Mucho aun por caminar


Fuera ya, y casi olvidados, Acebes y Zaplana, es posible que la oposición deje de dar miedo como en la pasada legislatura. Si esto es así y recobramos un ritmo político normal, podremos detenernos a juzgar algunas actuaciones del Gobierno, como es nuestra obligación ciudadana, por otra parte. Quizá así podamos ver y denunciar que no es oro todo lo que reluce. Sí, nos gusta que haya más ministras que ministros porque tiene una especial carga simbólica, pero sabemos que, en cambio, hay menos diputadas que en la anterior legislatura. Ese es un agujero de la Ley de Igualdad que habrá que corregir.

Sabemos que no podemos seguir sin una ley del aborto como la que tienen la mayoría de los países europeos; es necesario que se nos reconozca a las mujeres ese derecho sin el que todos los demás gestos palidecen. Esta semana se ha presentado la Plataforma por una Ley de Aborto para luchar por este derecho.

Sabemos también que la Ley de Dependencia, arrinconada ahora al Ministerio de Educación y Asuntos Sociales, está lejos de establecer protección universal a los titulares de derechos y puede tener en cambio efectos perversos, como limitarse a subsidiar a las cuidadoras, convirtiéndose así en una trampa para las mujeres.

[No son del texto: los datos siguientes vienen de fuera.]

PR #646, opened 2019-03-09
Lesson 08

elnurad:
Submitting nosql files.
Mailroom is still work in progress. I keep getting an error when I run mailroom/src/mongodb.py
I'd like to make sure that the database is working properly so I created a query and tried to find it with find_one(). I get an error which says 'InsertManyResults' object has no attribute 'find_one' and I can't figure out what I am doing wrong. Any feedback would be very much appreciated!

Thanks.
Elnura


students/elnurad/lesson08/mailroom/src/mongodb.py
```diff
@@ -0,0 +1,46 @@
...
+          {'donor': 'John Clark',
+           'donations': 3000},
+          {'donor': 'Andrew Jones',
+           'donations': 8000}]
+
+def run_mongodb():
+    with login_database.login_mongodb_cloud() as client:
+        db = client['mailroom'] 
+        donations = db['donations']
+        donations = donations.insert_many(donors)
```
ldconejo: Hi Elnura,

The problem is here. You're reassigning your database object, _donations_, to the result of the _insert_many_ operation, losing the database object (which does have the _find_one_ method) in the process.

Try changing this line to:

```
results = donations.insert_many(donors)
```

ldconejo:
Hi Elnura,

See my comment on your code, the problem is that you're reassigning the _donations_ variable. Please feel free to submit additional pull requests if you run into other issues.

Regards,

Luis

elnurad:
Thank you, Luis!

Sabemos que la Ley contra la violencia de Género no trajo aparejada la dotación necesaria, ha colapsado los juzgados y no se puede desarrollar adecuadamente.

Y sabemos que no se puede demorar por más tiempo el necesario establecimiento de un estado laico. No podemos seguir manteniendo los acuerdos con el Vaticano, ni las actuales relaciones con la Iglesia Católica. En algún momento habrá que cortar esta relación que atenta contra la igualdad y contra importantes preceptos constitucionales, además de introducir una constante e inacabable tensión en la vida política y social que ha lastrado a este gobierno innecesariamente y que amenaza con lastrarle también en esta legislatura.

Belloch se niega a retirar un crucifijo de la sala de plenos del Ayuntamiento de Zaragoza y se retira una campaña de prevención del VIH ante las presiones de la Iglesia. Basta con que la Iglesia ponga el grito en el cielo (nunca mejor dicho) para que todos tiemblen. Hay que acabar con esto de una vez por todas. Ese crucifijo, como votante, no me representa. Los crucifijos en las iglesias y no en los Ayuntamientos.

La legislatura anterior supuso un cambio muy importante que ahora hay que continuar y que consolidar. Queremos y esperamos que el cambio avance y que no se detenga.